The solution and timing results for the dense model are shown in Output 5.7.2. Note that the dense model (Output 5.7.1) and the sparse model (Output 5.7.2) are equivalent after presolver processing and generate the same result using similar amounts of solver time. On the other hand, problem generation time is significantly reduced as are other times including presolve time. Both models used the solver option TIMETYPE=REAL so that all times are reported in seconds of real time. You can see from the "Profile Information" table that the overhead associated with problem declarations has been significantly reduced.
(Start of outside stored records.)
PR #7789, opened 2025-06-02
Function cache check success 🎨 

wvangeit:
## What do these changes do?

When returning a cached function job, make sure the function job was successful. To accomplish this the find_cached functions now returns a list of function jobs.

## How to test

Run a function with the same arguments, check if function immediately returns results with the same project job id.

## Dev-ops

No changes ENV


sanderegg (approved):
cool, thanks!

PR #7791, opened 2025-06-02
🎨 Set 1 minute timeout as default in httpx clients used in api-server

bisgaard-itis:
## What do these changes do?

- Increase timeout in httpx client held by the api-server. This is motivated by the load tests I did for the new `function`s section api of the api-server. From there it is clear that the request made to the webserver for starting a computation sometimes exceeds the 5second default timeout. 
- I am fully aware this is *not* the correct fix. Rather, as discussed with @sanderegg , both the `POST computations/{project_id}:start` endpoint in the webserver and the `POST functions/{function_id}:run` endpoint in the api-server should be converted into long running tasks, running in a celery worker. This is a quick fix meant to improve the situation before the release.

## Related issue/s

- https://github.com/ITISFoundation/osparc-simcore/pull/7768


wvangeit (approved):
Sounds ok for me, thanks.
Agreed about the long running tasks.

sanderegg (approved):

Output 5.7.2: Sparse Model Results

Solution Summary
Solver MILP
Algorithm Branch and Cut
Objective Function CostFixedCharge
Solution Status Optimal within Relative Gap
Objective Value 18001.14035
   
Relative Gap 0.000098081
Absolute Gap 1.7653963848
Primal Infeasibility 1.14871E-12
Bound Infeasibility 9.9999999E-7
Integer Infeasibility 1E-6
   
Best Bound 17999.374954
Nodes 5
Iterations 40131
Presolve Time 0.29
Solution Time 60.60

Procedure Task Timing
Task Time
(sec.)
% Time
Problem Generation 1.19 1.92%
Solver Initialization 0.10 0.17%
Code Generation 0.00 0.01%
Presolve 0.29 0.47%
Root Node Processing 49.82 80.44%
Branch And Cut 9.02 14.57%
Synchronization 0.20 0.32%
Idle 1.10 1.77%
Other Tasks 0.17 0.28%
Solver Postprocessing 0.04 0.06%

Profile Information
Item Line Col. Execution
Count
Net Time
(sec.)
Wait Time
(sec.)
% Total
Time
SOLVE 3596 4 1 60.79 0.12 97.5%
Number dist 3567 8   0.49 0.00 0.8%
Set CUSTOMERS_SITES 3573 8   0.46 0.00 0.7%
Constraint link 3587 8   0.35 0.00 0.6%
Constraint assign_def 3583 8   0.08 0.00 0.1%
Constraint capacity 3591 8   0.07 0.00 0.1%
Other profiled items       0.08 0.00 0.1%

Note: Total profiled time is 62.32 seconds.